Print out the entries exactly, and include each one.

═══ ENTRIES SUPPLIED ═══

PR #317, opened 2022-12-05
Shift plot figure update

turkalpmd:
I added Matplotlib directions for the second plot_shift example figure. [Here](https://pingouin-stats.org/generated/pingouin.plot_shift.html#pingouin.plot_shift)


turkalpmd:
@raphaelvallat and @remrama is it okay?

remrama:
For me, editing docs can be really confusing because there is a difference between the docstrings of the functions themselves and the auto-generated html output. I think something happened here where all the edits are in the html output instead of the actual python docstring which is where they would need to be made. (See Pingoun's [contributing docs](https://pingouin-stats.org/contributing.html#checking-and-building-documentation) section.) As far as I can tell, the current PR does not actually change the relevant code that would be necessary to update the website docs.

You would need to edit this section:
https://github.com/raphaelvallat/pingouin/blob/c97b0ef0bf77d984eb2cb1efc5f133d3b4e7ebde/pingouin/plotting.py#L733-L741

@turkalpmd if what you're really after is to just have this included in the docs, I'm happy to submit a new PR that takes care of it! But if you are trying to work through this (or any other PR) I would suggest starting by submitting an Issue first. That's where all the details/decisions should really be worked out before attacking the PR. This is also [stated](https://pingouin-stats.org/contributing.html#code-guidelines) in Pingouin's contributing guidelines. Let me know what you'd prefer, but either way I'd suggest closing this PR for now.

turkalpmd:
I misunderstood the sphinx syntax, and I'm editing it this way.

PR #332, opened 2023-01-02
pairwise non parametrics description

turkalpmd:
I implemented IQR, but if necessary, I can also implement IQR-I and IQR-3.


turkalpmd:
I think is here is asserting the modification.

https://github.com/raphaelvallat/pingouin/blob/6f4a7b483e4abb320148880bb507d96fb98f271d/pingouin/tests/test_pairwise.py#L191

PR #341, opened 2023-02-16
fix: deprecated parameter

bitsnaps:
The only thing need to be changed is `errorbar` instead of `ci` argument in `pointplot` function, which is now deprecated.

═══

▸ COMPLETED EXERCISE:
PR #317, opened 2022-12-05
Shift plot figure update

turkalpmd:
I added Matplotlib directions for the second plot_shift example figure. [Here](https://pingouin-stats.org/generated/pingouin.plot_shift.html#pingouin.plot_shift)


turkalpmd:
@raphaelvallat and @remrama is it okay?

remrama:
For me, editing docs can be really confusing because there is a difference between the docstrings of the functions themselves and the auto-generated html output. I think something happened here where all the edits are in the html output instead of the actual python docstring which is where they would need to be made. (See Pingoun's [contributing docs](https://pingouin-stats.org/contributing.html#checking-and-building-documentation) section.) As far as I can tell, the current PR does not actually change the relevant code that would be necessary to update the website docs.

You would need to edit this section:
https://github.com/raphaelvallat/pingouin/blob/c97b0ef0bf77d984eb2cb1efc5f133d3b4e7ebde/pingouin/plotting.py#L733-L741

@turkalpmd if what you're really after is to just have this included in the docs, I'm happy to submit a new PR that takes care of it! But if you are trying to work through this (or any other PR) I would suggest starting by submitting an Issue first. That's where all the details/decisions should really be worked out before attacking the PR. This is also [stated](https://pingouin-stats.org/contributing.html#code-guidelines) in Pingouin's contributing guidelines. Let me know what you'd prefer, but either way I'd suggest closing this PR for now.

turkalpmd:
I misunderstood the sphinx syntax, and I'm editing it this way.

PR #332, opened 2023-01-02
pairwise non parametrics description

turkalpmd:
I implemented IQR, but if necessary, I can also implement IQR-I and IQR-3.


turkalpmd:
I think is here is asserting the modification.

https://github.com/raphaelvallat/pingouin/blob/6f4a7b483e4abb320148880bb507d96fb98f271d/pingouin/tests/test_pairwise.py#L191

PR #341, opened 2023-02-16
fix: deprecated parameter

bitsnaps:
The only thing need to be changed is `errorbar` instead of `ci` argument in `pointplot` function, which is now deprecated.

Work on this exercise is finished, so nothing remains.